§ TASK DESCRIPTION:
Only one stretch of the listing below is wanted. Give it again exactly, from the line with "Resolves https://github.com/PrefectHQ/prefect-helm/issues/256" through the line with "### Debug Level".
═══ SUPPLIED DATA
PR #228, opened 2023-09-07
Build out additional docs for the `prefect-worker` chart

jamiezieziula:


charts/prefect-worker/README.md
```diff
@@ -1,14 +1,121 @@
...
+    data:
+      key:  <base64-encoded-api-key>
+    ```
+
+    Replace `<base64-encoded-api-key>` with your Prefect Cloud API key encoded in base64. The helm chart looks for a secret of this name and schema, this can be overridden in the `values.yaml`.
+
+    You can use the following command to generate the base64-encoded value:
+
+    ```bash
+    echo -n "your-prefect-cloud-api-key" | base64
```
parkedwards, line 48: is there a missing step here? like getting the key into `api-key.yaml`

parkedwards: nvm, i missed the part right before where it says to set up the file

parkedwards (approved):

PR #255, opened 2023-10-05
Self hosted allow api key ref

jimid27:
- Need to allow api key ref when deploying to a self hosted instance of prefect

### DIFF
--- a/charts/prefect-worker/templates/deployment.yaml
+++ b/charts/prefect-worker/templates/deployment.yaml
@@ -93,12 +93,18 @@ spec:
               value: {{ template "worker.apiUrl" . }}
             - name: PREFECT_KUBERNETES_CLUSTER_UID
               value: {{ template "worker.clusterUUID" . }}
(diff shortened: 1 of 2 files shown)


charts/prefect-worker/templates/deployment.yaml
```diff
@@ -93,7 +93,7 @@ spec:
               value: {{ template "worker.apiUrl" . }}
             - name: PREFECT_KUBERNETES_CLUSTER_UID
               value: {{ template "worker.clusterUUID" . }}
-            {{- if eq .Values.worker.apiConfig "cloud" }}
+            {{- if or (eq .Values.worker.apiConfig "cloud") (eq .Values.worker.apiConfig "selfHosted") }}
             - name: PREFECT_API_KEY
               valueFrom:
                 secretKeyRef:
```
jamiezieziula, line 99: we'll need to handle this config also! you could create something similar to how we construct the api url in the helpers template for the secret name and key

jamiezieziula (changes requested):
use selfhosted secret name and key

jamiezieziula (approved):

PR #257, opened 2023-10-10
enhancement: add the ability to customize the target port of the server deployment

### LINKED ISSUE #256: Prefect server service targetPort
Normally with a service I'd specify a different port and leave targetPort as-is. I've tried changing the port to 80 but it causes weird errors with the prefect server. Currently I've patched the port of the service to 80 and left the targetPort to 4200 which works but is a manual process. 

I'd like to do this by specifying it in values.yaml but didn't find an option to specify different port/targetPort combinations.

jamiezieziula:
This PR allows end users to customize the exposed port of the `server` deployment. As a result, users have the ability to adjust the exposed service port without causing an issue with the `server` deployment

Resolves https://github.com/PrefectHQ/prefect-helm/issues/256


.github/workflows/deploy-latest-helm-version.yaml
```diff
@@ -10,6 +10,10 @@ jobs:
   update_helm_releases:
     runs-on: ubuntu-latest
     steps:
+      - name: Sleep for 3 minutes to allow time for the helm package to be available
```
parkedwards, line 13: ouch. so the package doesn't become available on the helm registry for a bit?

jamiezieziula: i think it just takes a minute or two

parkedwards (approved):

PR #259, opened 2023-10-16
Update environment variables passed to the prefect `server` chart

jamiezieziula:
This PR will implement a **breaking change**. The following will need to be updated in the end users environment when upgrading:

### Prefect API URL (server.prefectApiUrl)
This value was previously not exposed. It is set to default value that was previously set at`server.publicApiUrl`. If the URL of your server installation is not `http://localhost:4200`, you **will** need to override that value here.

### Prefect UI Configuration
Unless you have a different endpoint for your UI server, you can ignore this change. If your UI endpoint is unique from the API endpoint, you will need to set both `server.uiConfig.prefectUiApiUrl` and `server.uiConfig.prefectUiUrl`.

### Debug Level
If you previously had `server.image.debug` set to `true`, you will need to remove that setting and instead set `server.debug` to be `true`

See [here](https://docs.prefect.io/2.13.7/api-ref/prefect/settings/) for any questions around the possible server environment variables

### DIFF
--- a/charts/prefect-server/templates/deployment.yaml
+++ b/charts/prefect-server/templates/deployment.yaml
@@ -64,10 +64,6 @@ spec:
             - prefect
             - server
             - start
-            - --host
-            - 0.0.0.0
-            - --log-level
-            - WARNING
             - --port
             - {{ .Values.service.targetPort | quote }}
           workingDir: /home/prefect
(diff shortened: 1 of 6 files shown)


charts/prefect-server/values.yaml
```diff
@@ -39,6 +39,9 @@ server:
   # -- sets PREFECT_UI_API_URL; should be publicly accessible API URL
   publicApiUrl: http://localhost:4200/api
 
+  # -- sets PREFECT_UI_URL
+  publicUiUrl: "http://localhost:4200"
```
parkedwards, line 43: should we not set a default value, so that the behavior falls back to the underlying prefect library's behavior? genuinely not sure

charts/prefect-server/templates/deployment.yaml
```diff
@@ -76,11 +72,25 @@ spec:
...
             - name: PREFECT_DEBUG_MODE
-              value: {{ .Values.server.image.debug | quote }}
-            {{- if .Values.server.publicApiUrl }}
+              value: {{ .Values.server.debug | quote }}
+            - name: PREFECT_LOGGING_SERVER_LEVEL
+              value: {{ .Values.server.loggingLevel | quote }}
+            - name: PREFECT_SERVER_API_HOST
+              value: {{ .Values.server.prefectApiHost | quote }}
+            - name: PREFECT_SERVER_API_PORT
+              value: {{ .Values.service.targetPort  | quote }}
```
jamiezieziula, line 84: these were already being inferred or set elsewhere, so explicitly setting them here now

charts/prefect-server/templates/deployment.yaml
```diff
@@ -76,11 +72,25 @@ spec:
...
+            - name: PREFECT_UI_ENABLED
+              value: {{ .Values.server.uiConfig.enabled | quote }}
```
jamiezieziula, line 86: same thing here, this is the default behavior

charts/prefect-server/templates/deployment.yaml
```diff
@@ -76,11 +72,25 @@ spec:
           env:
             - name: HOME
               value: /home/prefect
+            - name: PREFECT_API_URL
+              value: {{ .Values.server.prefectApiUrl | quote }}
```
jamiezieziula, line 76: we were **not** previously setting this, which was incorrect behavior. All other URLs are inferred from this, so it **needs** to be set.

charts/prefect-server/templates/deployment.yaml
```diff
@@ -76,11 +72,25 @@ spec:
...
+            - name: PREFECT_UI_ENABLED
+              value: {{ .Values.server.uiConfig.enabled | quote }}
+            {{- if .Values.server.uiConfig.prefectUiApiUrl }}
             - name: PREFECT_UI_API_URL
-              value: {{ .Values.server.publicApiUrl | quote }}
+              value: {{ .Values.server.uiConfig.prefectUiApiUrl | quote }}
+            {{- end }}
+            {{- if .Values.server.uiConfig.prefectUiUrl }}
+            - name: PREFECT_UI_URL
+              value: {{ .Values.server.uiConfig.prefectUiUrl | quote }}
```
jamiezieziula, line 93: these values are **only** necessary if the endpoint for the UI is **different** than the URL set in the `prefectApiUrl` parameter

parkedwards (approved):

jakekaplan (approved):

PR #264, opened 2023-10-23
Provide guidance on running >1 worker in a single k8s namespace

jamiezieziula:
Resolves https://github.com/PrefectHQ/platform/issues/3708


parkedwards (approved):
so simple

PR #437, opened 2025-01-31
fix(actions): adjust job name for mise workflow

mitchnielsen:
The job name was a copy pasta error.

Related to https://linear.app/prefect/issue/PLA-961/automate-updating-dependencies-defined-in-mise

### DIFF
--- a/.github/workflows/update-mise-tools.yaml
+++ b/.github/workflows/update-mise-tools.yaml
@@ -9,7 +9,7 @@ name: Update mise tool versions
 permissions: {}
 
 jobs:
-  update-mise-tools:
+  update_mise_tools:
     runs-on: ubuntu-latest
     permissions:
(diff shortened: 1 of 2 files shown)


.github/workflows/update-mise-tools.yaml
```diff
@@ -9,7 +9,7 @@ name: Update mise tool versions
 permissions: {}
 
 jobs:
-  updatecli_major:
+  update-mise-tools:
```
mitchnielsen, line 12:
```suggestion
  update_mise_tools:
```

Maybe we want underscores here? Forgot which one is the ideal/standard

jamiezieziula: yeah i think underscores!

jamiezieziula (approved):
══════
§ SOLUTION FOR THIS EXERCISE:
Resolves https://github.com/PrefectHQ/prefect-helm/issues/256


.github/workflows/deploy-latest-helm-version.yaml
```diff
@@ -10,6 +10,10 @@ jobs:
   update_helm_releases:
     runs-on: ubuntu-latest
     steps:
+      - name: Sleep for 3 minutes to allow time for the helm package to be available
```
parkedwards, line 13: ouch. so the package doesn't become available on the helm registry for a bit?

jamiezieziula: i think it just takes a minute or two

parkedwards (approved):

PR #259, opened 2023-10-16
Update environment variables passed to the prefect `server` chart

jamiezieziula:
This PR will implement a **breaking change**. The following will need to be updated in the end users environment when upgrading:

### Prefect API URL (server.prefectApiUrl)
This value was previously not exposed. It is set to default value that was previously set at`server.publicApiUrl`. If the URL of your server installation is not `http://localhost:4200`, you **will** need to override that value here.

### Prefect UI Configuration
Unless you have a different endpoint for your UI server, you can ignore this change. If your UI endpoint is unique from the API endpoint, you will need to set both `server.uiConfig.prefectUiApiUrl` and `server.uiConfig.prefectUiUrl`.

### Debug Level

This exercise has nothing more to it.